Gnoc-Lu beamed at this praise.

“Let us review the Fourteen Lessons,” said the Master.

“Lesson One,” said Gnoc, “anticipate the anticipatable problems, and find others to blame for the unanticipatable ones.”

The Master nodded.

“Lesson Two, upsell, upsell, upsell, because, is it not said, there is one born every minute?”


“Lesson Three, offer alternatives to achieve the harmonious avoidance of future problems.”

“Suck-up,” muttered the Master.

“But, Master,” said Gnoc-Lu, “is not Lesson Three basically the same as Lesson One?”

“Do not question me, kid,” said the Master, “I didn’t think these damned things up. Continue!”

“Lesson Four! Seek enlightenment that one may avoid unnecessarily inconveniencing our valued customers.”

“Close enough, go on.”

“Lesson Five, The Customer is Always – no, no, wait, seek harmonious understanding of every caller and their place in the world’s order.”

“Something like that,” sighed the Master.

“Lesson Six, always go the extra kilometer.”

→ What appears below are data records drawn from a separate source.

PR #5302, opened 2019-03-14
bug 1525719: Extract strings from React, use existing translations

jwhitlock:
This builds on PR #5279, creating a new translations domain ``react`` that includes all of the ``javascript`` strings, as well as the React strings that are very likely to appear in ``django``. 

This requires the changes in https://github.com/mozilla-l10n/mdn-l10n/commit/bfc4155109fcb1a264454d51d3f01ef3a7d29279, which include an updated ``.gitignore``. This was merged to master with the latest push to production.

``make localerefresh`` now calls the new target ``make locale-populate-react``, which collects existing translations into [compendium](https://www.gnu.org/software/gettext/manual/html_node/Compendium.html#Compendium) files, which are used to populate ``react.po`` from existing translations, without sending them to Pontoon.

``make build-static`` now calls the new target ``make compile-react-i18n``, which works the same as ``make compilejsi18n``, but for the new ``react`` domain. A new Jinja2 command ``react_i18n`` returns the URL of these ``react``-domain JS files.

To get things started, run this in the web container:

```
make locale-populate-react localecompile compile-react-i18n collectstatic
# make localerefresh # Alternatively, run everything
```

You can then see the translated strings in the React app, such as the [French Learn page](http://localhost:8000/fr/ducks/Apprendre):

react-fr

### DIFF
--- a/Makefile
+++ b/Makefile
@@ -51,11 +51,16 @@ compilejsi18n:
 	@ mkdir -p build/locale
 	@ python manage.py compilejsi18n
 
+compile-react-i18n:
+	@ echo "## Generating React translation catalogs ##"
+	@ mkdir -p build/locale
+	@ python manage.py compilejsi18n -d react
+
 collectstatic:
 	@ echo "## Compiling (Sass), collecting, and building static files ##"
 	@ python manage.py collectstatic --noinput
 
-build-static: webpack compilejsi18n collectstatic
+build-static: webpack compilejsi18n compile-react-i18n collectstatic
 
 install:
 	@ echo "## Installing $(requirements) ##"
@@ -81,10 +86,19 @@ localeextract:
 	python manage.py extract
 	python manage.py merge
 
+locale-populate-react:
+	@ mkdir -p locale/compendia
+	for localename in `find locale -mindepth 1 -maxdepth 1 -type d | cut -d/ -f2 | grep -v templates | grep -v compendia`; do \
+		rm -f locale/compendia/$$localename.compendium; \
+		msgcat --use-first -o locale/compendia/$$localename.compendium locale/$$localename/LC_MESSAGES/django.po locale/$$localename/LC_MESSAGES/javascript.po; \
+		rm -f locale/$$localename/LC_MESSAGES/react.po; \
+		msgmerge --compendium locale/compendia/$$localename.compendium -o locale/$$localename/LC_MESSAGES/react.po /dev/null locale/templates/LC_MESSAGES/react.pot; \
+	done
+
 localecompile:
 	cd locale; ../scripts/compile-mo.sh .
 
-localerefresh: localeextract localetest localecompile build-static
+localerefresh: localeextract locale-populate-react localetest localecompile build-static
 
 pull-base:
 	docker pull ${BASE_IMAGE}
@@ -157,4 +171,4 @@ npmrefresh:
 	npm install
 
 # Those tasks don't have file targets
-.PHONY: test coveragetest locust clean locale install compilejsi18n collectstatic localetest localeextract localecompile localerefresh npmrefresh webpack
+.PHONY: test coveragetest locust clean locale install compilejsi18n collectstatic localetest localeextract localecompile localerefresh npmrefresh webpack compile-react-i18n locale-populate-react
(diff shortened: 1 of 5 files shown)


jwhitlock:
I fixed a docker-only path in the Makefile, and added the missing ``make localecompile`` to the instructions.  This is now working locally, and with the latest commit, we'll get translations on staging.

Makefile
```diff
@@ -81,10 +86,19 @@ localeextract:
 	python manage.py extract
 	python manage.py merge
 
+locale-populate-react:
```
davidflanagan: It took me a while to figure out what this code is doing. Consider adding a comment here to explain the concatenation and extraction going on with msgcat and msgmerge. 

It would also be useful to explain (because I'm not entirely clear) what the bottom line is here. I'm pretty sure I understand that this means that React components can use any string that is already in use by python or the existing static javascript files, and no new work will be created for translators.  I'm not sure what happens if our React code starts using new strings... Will those end up on Pontoon for translation? Or will they just remain untranslated for now?

Makefile
```diff
@@ -81,10 +86,19 @@ localeextract:
...
+	@ mkdir -p locale/compendia
```
davidflanagan: If you add an `rmdir -rf` at the end of this command, then you won't have to add that in the Dockerfile below...  It doesn't look like the compendium files get used after they are created, so it is unclear to me that it is worth keeping them around. I suppose you could also use temp files to hold the compendia... But creating a special-purpose directory as you do here seems simpler to me.

Makefile
```diff
@@ -81,10 +86,19 @@ localeextract:
...
+	for localename in `find locale -mindepth 1 -maxdepth 1 -type d | cut -d/ -f2 | grep -v templates | grep -v compendia`; do \
+		rm -f locale/compendia/$$localename.compendium; \
+		msgcat --use-first -o locale/compendia/$$localename.compendium locale/$$localename/LC_MESSAGES/django.po locale/$$localename/LC_MESSAGES/javascript.po; \
+		rm -f locale/$$localename/LC_MESSAGES/react.po; \
```
davidflanagan: If a React component had used a new string, is it possible that this react.po file being deleted here could contain a translation of that new string that does not appear in the compendium? If so, then this deletion might be a problem...  Would it work to use this react.po (or a copy of it) instead of /dev/null in the msgmerge line below so that any React-only translations are not lost?

Makefile
```diff
@@ -81,10 +86,19 @@ localeextract:
 	python manage.py extract
 	python manage.py merge
 
+locale-populate-react:
+	@ mkdir -p locale/compendia
+	for localename in `find locale -mindepth 1 -maxdepth 1 -type d | cut -d/ -f2 | grep -v templates | grep -v compendia`; do \
```
escattone: For me, this `find` command returns the `locale/.git` directory as well, which in turn causes:
```
msgcat: error while opening "locale/.git/LC_MESSAGES/django.po" for reading: No such file or directory
msgmerge: error while opening "locale/compendia/.git.compendium" for reading: No such file or directory
```
when I run `make locale-populate-react`.

I modified the `find` command like this:
```
find locale -mindepth 1 -maxdepth 1 -type d -not -path locale/.git
```
and that got rid of the issue, but you may know a more elegant way to exclude the `locale/.git` directory.

jwhitlock:
I can add a comment explaining more about this code, and I'll try out moving the directory removal into the command. It may be next week.

I intend this to be a temporary step until the React-based code is used in production. During this beta period, ``react.po`` files are omitted in ``.gitignore``, which is how they are omitted from Pontoon. I expect new strings will not be translated, unless we duplicate them in another file used by Django or JavaScript. It shouldn't impact our development much.

When we're ready to ship this in production, I expect that strings will move from the ``django`` domain to the ``react`` domain, so they won't be duplicated anymore. We may even get to a point where webpack is processing all t.e files, so ``javascript`` goes away as well. The future is fuzzy, and I think the transition will be messy. This just gives us some translations to play with during beta,

When we're ready to go live, I expect to run this command one last time to populate ``react.po`` files, then check them into Pontoon. Translators may see that there are new strings, but many are already populated. Until then, there won't be any translations specific to the ``react`` domain, just borrowed translations.

PR #5306, opened 2019-03-18
Bug 1525719: implement a React frontend for the new document API

davidflanagan:
This PR is a followup to a previous patch that introduced the
/api/v1/doc/[locale]/[slug] API that returns document information
in a JSON blob. This patch adds frontend code that uses the new
API for our /ducks/ URLs on staging. Changes in this patch include:

- The backend API is refactored slightly to define a document_api_data
  function that can be called by other APIs.

- The react_document() function in wiki/views/document.py is modified
  to call document_api_data() and include that data in the context
  that it passes to the Jinja template. (I've also removed a lot of
  unneeded code from react_document() and no longer pass any HTML
  content to the template.)

- The react_document.html template is dramatically simplified. All the
  sections that previously held document content are replaced by a
  single react container div into which React will render the content
  on the frontend. The JSON data from the document api is base64
  encoded and included in a script inside this div so that the
  frontend code has immediate access to the data and does not need
  to fetch it.

- On the frontend, a new React Page component is responsible for
  rendering an MDN page including the header, the title bar, the
  TOC, the sidebar (breadcrumbs and quicklinks) and the main article
  content. (The footer and things like newsletter signup are still
  rendered by Jinja at this point.)

- The Page component gets the document data it needs via the React
  context mechanism. The new DocumentProvider component defines
  the context and makes document data available to Page and its
  sub-components. DocumentProvider also intercepts clicks on links to
  implement a client-side navigation mechanism were we simply fetch
  new document data from the document API instead of replacing the
  entire document.

- The old, hacky, client-side-nav.js implementation of client-side
  navigation is deleted.


kuma/wiki/views/document.py
```diff
@@ -865,106 +826,56 @@ def react_document(request, document_slug, document_locale):
...
+    other_translations = doc.get_other_translations(
+        fields=['title', 'locale', 'slug', 'parent']
+    )
+    all_locales = (set([doc.locale]) |
+                   set(trans.locale for trans in other_translations))
+
+    # Bundle it all up and, finally, return.
+    context = {
+        'document_api_data': base64.b64encode(
+            json.dumps(document_api_data(doc))),
```
davidflanagan: This is how I pass the JSON blob to the frontend when the document is first loaded, so that the frontend doesn't have to make a fetch() call to get it. The base64 encoding is because the data is going to go in an HTML <script> tag, and the data could include the string "</script>" which would screw things up.

kuma/wiki/views/document.py
```diff
@@ -799,48 +801,7 @@ def react_document(request, document_slug, document_locale):
...
-
-            # The user may be trying to create a child page; if a parent exists
-            # for this document, redirect them to the "Create" page
-            # Otherwise, they could be trying to create a main level doc.
-            create_url = _document_redirect_to_create(document_slug,
-                                                      document_locale,
-                                                      slug_dict)
-            response = redirect(create_url)
-            add_never_cache_headers(response)
-            return response
```
davidflanagan: All of this seemed like code that was specific to editing and unnecessary here.

kuma/wiki/views/document.py
```diff
@@ -865,106 +826,56 @@ def react_document(request, document_slug, document_locale):
...
     else:
-        toc_html = None
-    doc_html = _filter_doc_html(request, doc, doc_html, rendering_params)
+        en_slug = ''
 
-    if rendering_params['raw']:
-        response = _document_raw(doc_html)
-    else:
-        # Get the SEO summary
-        seo_summary = doc.get_summary_text()
```
davidflanagan: All the rendering_params code here and above seems like wiki-related functionality that we don't need for the static site.

kuma/wiki/views/document.py
```diff
@@ -865,106 +826,56 @@ def react_document(request, document_slug, document_locale):
...
+    share_text = ugettext(
+        'I learned about %(title)s on MDN.') % {"title": doc.title}
 
-        # Get the additional title information, if necessary.
-        seo_parent_title = _get_seo_parent_title(
-            original_doc, slug_dict, document_locale)
-
-        # Retrieve pre-parsed content hunks
-        quick_links_html = doc.get_quick_links_html()
-        body_html = doc.get_body_html()
```
davidflanagan: The HTML content is now in the JSON blob, so we don't need to pass it to the template this way.

kuma/wiki/jinja2/wiki/react_document.html
```diff
@@ -83,264 +82,69 @@
...
-              </article>
-
-              <!-- contributors -->
-              <div class="wiki-block contributors">
-                <h2 class="offscreen">{{ _('Document Tags and Contributors') }}</h2>
-                {% set tags = document.all_tags_name %}
-                {% include "wiki/includes/document_tag.html" %}
+  <!-- Content will go here -->
+  <div id="react-container">
+    <script type="base64-encoded-json">{{ document_api_data }}</script>
```
davidflanagan: Here's where I hardcode the document API json payload so that react has all the data it needs to render without making a fetch() call.

kuma/wiki/jinja2/wiki/react_document.html
```diff
@@ -1,68 +1,67 @@
-{% extends "wiki/react_base.html" %}
```
davidflanagan: This template was complicated and hard for me to understand, so I started with react_base and wiki/react_base and got rid of the extends calls and the block definitions. Then I cut things that were not needed for the static site and cut that parts of the template that were actually rendering document content, since React is taking that job.  What's left is mostly the document head, but also the footer at the bottom of every page and things like the newsletter and payments stuff that I still need to figure out. Big changes here, and probably many more changes still needed. But it seems to be in a reasonable working state for now.

kuma/wiki/api/v1/views.py
```diff
@@ -5,23 +5,13 @@
...
-@require_GET
-def doc(request, locale, slug):
-    """
-    Return a JSON object that includes document content and metadata
-    for the document specified by the locale and path. Raises a 404
-    error if no such document exists. This is an API with URL
-    /api/v1/doc/<locale>/<path>
-    """
-    document = get_object_or_404(Document, locale=locale, slug=slug)
+def document_api_data(document):
```
davidflanagan: Most of what was previously the body of the doc() request handler below is now in this utility document_api_data() function. I made this change so that I can also get the json blob in kuma/wiki/views/document.py

kuma/settings/common.py
```diff
@@ -940,15 +940,15 @@ def pipeline_one_scss(slug, **kwargs):
...
-            'js/main.js',
-            'js/auth.js',
-            'js/highlight.js',
-            'js/wiki-compat-trigger.js',
-            'js/lang-switcher.js',
+            #'js/main.js',
+            #'js/auth.js',
+            #'js/highlight.js',
+            #'js/wiki-compat-trigger.js',
+            #'js/lang-switcher.js',
```
davidflanagan: I'm experimenting here to see how much JS I can strip out. I think I've got a bit too far: I'm seeing errors in the console about missing jquery in js/analytics.js.

(And come to think of it, that will become a fatal error in production when these modules are squashed into one, so I need to fix it...)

“Lesson Seven, maintain positive behavioural attitudes while being screamed at.”

“I think you take liberty and paraphrase, but continue.”

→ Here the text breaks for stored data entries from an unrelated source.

PR #5309, opened 2019-03-22
Bug 1525719: implement the translations menu, plus UX fixes

davidflanagan:
This patch implement the translations menu in the MDN page header.
See also https://github.com/mdn/sprints/issues/1207
In order to implement it, this patch also modifies the document API
to return the local and translated names of the languages displayed
in the menu.

In addition, it modifies the Dropdown component so that it always
renders its children so that they are visible to web crawlers and
screen readers even when the menu is closed and they are not
visually rendered on screen.

The patch also improves the appearance of menus and the header
titlebar and TOC bar at the top of the page. The MDN logo is now
a standalone SVG file (we previously used a sprite file that included
an unnecessary mask).


davidflanagan:
Here's a screenshot showing the improved (IMHO) design, and the translations menu

Screen Shot 2019-03-21 at 7 34 19 PM

There's no rush to review this. It looks like a kind of big patch, but it isn't really. The changes to the test snapshots are the bulk of it, and they shouldn't really need review. There are also a bunch of minor CSS changes, but not a lot of genuinely new code.

@escattone I've asked for your review specifically so you can look at my change to the document API in views.py. In particular, my use of `activate(locale)` to make _() work correctly for that API. (It is needed to translated english language names like "Arabic" into the locale of the document.

PR #5310, opened 2019-03-22
bug 1519582: ensure same slug & title when cleaning

escattone:
This PR adjusts the `Document.clean_current_revision` method to avoid two things:
- errors during the `Revision.make_current` call when the slug of the revision doesn't match the slug of the document (see https://github.com/mdn/sprints/issues/936#issuecomment-475694728)
- duplicate calls to `Revision.make_current` when the current revision is approved (most cases)

The tests for the `Document.clean_current_revision` method have also been updated to detect these changes.

### DIFF
--- a/kuma/wiki/models.py
+++ b/kuma/wiki/models.py
@@ -1519,6 +1519,13 @@ Full traceback:
                 rev.based_on_id = prior_pk
             rev.comment = 'Clean prior revision of {} by {}'.format(
                 prior_created, prior_creator)
+            # The current revision sometimes has an old slug that's
+            # different than its document's current slug, so let's ensure
+            # that they're the same so we don't trigger unique index errors
+            # when the document is saved within the make_current() call made
+            # within the rev.save() call below, or explicitly further below.
+            rev.slug = self.slug
+            rev.title = self.title
             rev.save()
             if prior_review_tags:
                 rev.review_tags.set(*prior_review_tags)
@@ -1528,8 +1535,10 @@ Full traceback:
         # Populate the model instance with fresh data from database.
         rev.refresh_from_db()
 
-        # Make this new revision the current one for the document.
-        rev.make_current()
+        # Make this new revision the current one for the document if it hasn't
+        # been done already when saving the revision above.
+        if rev.pk != self.current_revision.pk:
+            rev.make_current()
         return rev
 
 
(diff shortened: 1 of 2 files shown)


kuma/wiki/models.py
```diff
@@ -1519,6 +1519,13 @@ def clean_current_revision(self, user):
                 rev.based_on_id = prior_pk
             rev.comment = 'Clean prior revision of {} by {}'.format(
                 prior_created, prior_creator)
+            # The current revision sometimes has an old slug that's
+            # different than its document's current slug, so let's ensure
+            # that they're the same so we don't trigger unique index errors
+            # when the document is saved within the make_current() call made
+            # within the rev.save() call below, or explicitly further below.
+            rev.slug = self.slug
+            rev.title = self.title
```
davidflanagan: I don't know enough (or really anything) about our DB schemas. Based on this code, I'm assuming that the document slug and title are the source of truth, and those fields on the revisions aren't definitive. And that there must be or must have been a bug where when a writer changes a slug or title we updated the document but didn't update (or create a new) current revision.  If that is basically correct, then this makes sense to me.

kuma/wiki/models.py
```diff
@@ -1528,8 +1535,10 @@ def clean_current_revision(self, user):
         # Populate the model instance with fresh data from database.
         rev.refresh_from_db()
 
-        # Make this new revision the current one for the document.
-        rev.make_current()
+        # Make this new revision the current one for the document if it hasn't
+        # been done already when saving the revision above.
+        if not rev.is_approved:
```
davidflanagan: Is it possible to write `if self.current_revision is not rev:` here instead?  (I'm not sure what the right way to compare is... maybe comparing the pk fields of the revisions?)

I've got no idea what the approval status of the revision has to do with the behavior of rev.save(). So if it is possible to test for this condition without requiring internal knowledge of how save() works, I'd prefer that. But if this is the best way to do it, then I'm fine with this as an optimization.

Also, I'm assuming that if the atomic transaction above fails, that an error is raised and we never get here. Right?

escattone: You're absolutely right, calling `rev.make_current()` based on `rev.is_approved` requires internal knowledge of `save()`, and something like `if self.current_revision.pk is not rev.pk` is better, thanks!

escattone: Oh, and in terms of what happens when an error occurs within the atomic transaction, yes, the error will be raised and the rest of the code will never be executed.

kuma/wiki/models.py
escattone: Yes, that's my understanding as well.

PR #30, opened 2016-01-19
Support for RUser 3.0.0

jtkendall:
This PR updates Helpy to use [RUser](http://github.com/jtkendall/ruser) 3.0.0 which removes all of it's previous dependencies (Hashie, RestClient, and MultiJson). It also removes the unnecessary `.location.` and `.name.` objects. This also moves to RandomUser API version 0.7 from 0.4.1.

### DIFF
--- a/Gemfile
+++ b/Gemfile
@@ -95,7 +95,7 @@ gem 'rails-timeago'
 
 gem 'faker'
 gem 'populator'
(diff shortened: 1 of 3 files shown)


scott:
Thanks for the update! I will add you to the list of contributors :)

PR #32, opened 2016-01-30
Updated german translation

zefanja:
Hi, 

I've updated the german translation. This is a formal translation. Do you like to have helpy in formal languages or informal ones. In german both is possible. It depends on what your audience is.


scott:
Hmmm I am not sure if it should be formal or not, but I think the answer is probably yes.  What do you think?

PR #37, opened 2016-02-16
Russian locale update

dmitryzuev:
I had updated untranslated strings, and also fix problem with one-two-other


scott:
Thanks for your updates!  I just pushed them onto demo.helpy.io so it should be working better now :)

PR #44, opened 2016-02-24
Various documentation improvements

olliebennett:
Appreciate that some of this overlaps with the resources at support.helpy.io but it seems documentation around developing should live in the repo.

If there are any specific areas of in-code documentation which need a once-over, I would be happy to take a look.


olliebennett:
Have made your suggested changes and rebased :)

PR #43, opened 2016-02-23
Setup Travis CI

olliebennett:
This PR enables [TravisCI](https://travis-ci.org/), to help ensure all subsequent PRs pass the test suite before merging.

It will require @scott to connect Travis to this repository, but that's trivial and free.

An example build (for my branch in this PR) is [here](https://travis-ci.org/olliebennett/helpy)... and it passes! :)

PR #46, opened 2016-02-24
Update Ruby to version 2.3.0

olliebennett:
Not sure if this is an option; are you hoping to support older Ruby versions? If not, the newest version has some interesting improvements around string freezing and null checking in particular.

### DIFF
--- a/.travis.yml
+++ b/.travis.yml
@@ -9,4 +9,9 @@ services:
 before_script:
   - psql -c 'create database helpy_test;' -U postgres
 
+script:
+  - bundle exec rake db:schema:load
+  - bundle exec rake db:test:prepare
+  - bundle exec rake
+
 cache: bundler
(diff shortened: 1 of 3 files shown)


scott:
I am kind of trying to stay in line with what the Digital Ocean rails image ships with, which I think is 2.2.1 right now, but i agree 2.3.0 is the preferred option.  What are some good rails/VPS hosts in the UK?

olliebennett:
Great :) I think in that case we should remove the `ruby` declaration from the `Gemfile` altogether, and (using Travis to verify compatibility for us), support at least a small range of Ruby versions so people can use the latest if they want to. I'll make that tweak here as soon as #43 is merged! :)

olliebennett:
Have investigated and read more about running builds against multiple Ruby versions on TravisCI. I think it's much simpler to just stick with the older version, not least because we'd need to fiddle about with the `Gemfile` and add complexity where it's not required.

You're right that `2.2.1` is the default on DigitalOcean so understand your argument for sticking to that.

There are a couple of other changes in this PR, so I'll rename it to be more appropriate!

PR #47, opened 2016-02-24
RuboCop setup

olliebennett:
[RuboCop](https://github.com/bbatsov/rubocop) has been an invaluable tool for our projects, and helps keep people from making silly mistakes. At minimum, it prevents syntax errors from slipping through, but can also be enabled more fully to control best practices when developing.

“Lesson Eight: In a field of cowpies, a diamond shines more brightly than ever.”

“Correct!” the Master said, dancing a little arthritic jig of happiness.

“Master, I confess I have never understood Rule Eight.”

“You’ll know it when you see it,” said Master, with what passes for wisdom in these parts. “Go on.”

“Lesson Nine: Do not hang up on caller, or you won’t be able to sit down for a fortnight.”

“Only had to teach you that one once, didn’t I?,” asked the midly sadistic and heavy-handed Master.

“Lesson Ten: When speaking, be as the grass, one who is quiet and serene and peaceful, and not as the gorilla, or one who is smelly and confrontational and invades the personal space of others.”


“Lesson Eleven: It’s my fault, it’s always my fault, and even if it wasn’t my fault, I’m but a lowly disciple of Fon-Fu and must accept the blame without bitterness.”

The Master of Fon-Fu nodded.

“Lesson Twelve: Distract not others, lest you too would like to be distracted by, e.g. someone farting the glorious and patriotic national anthem right after lunch.”

“Right, right, and Lesson Thirteen?”

“Pah, Lesson Thirteen dead easy. Avoid not only impropriety, but the appearance of impropriety, the sound of impropriety, the smell of impropriety, and the taste of impropriety in the coffee.”

“Very good,” said the Master, “there might just be hope for you yet. Now, can you tell me Lesson Fourteen?”

Gnoc-Lu dropped to his knees. “Master,” he said, “kind, just, and vengeful Master, I am sorry to disappoint you, but I have never learned Lesson Fourteen, could not find it in any of the three-ring binders, and none of my fellow phone agents have ever heard of it, either.”

“Stand,” said the Master. “There is no Lesson Fourteen anymore, and has not been for many years. Yet still it is kept on the exam, for much can be learned from how one handles Lesson Fourteen. Some will invent a Lesson Fourteen of their own; they show creativity and innovation, and have no place in our company. Some argue about the numbering, or confuse another Lesson for the missing one; they are dumber than most, and we promote them. But some, some precious few take the other thirteen Lessons to heart and admit their ignorance with nobility and humility.”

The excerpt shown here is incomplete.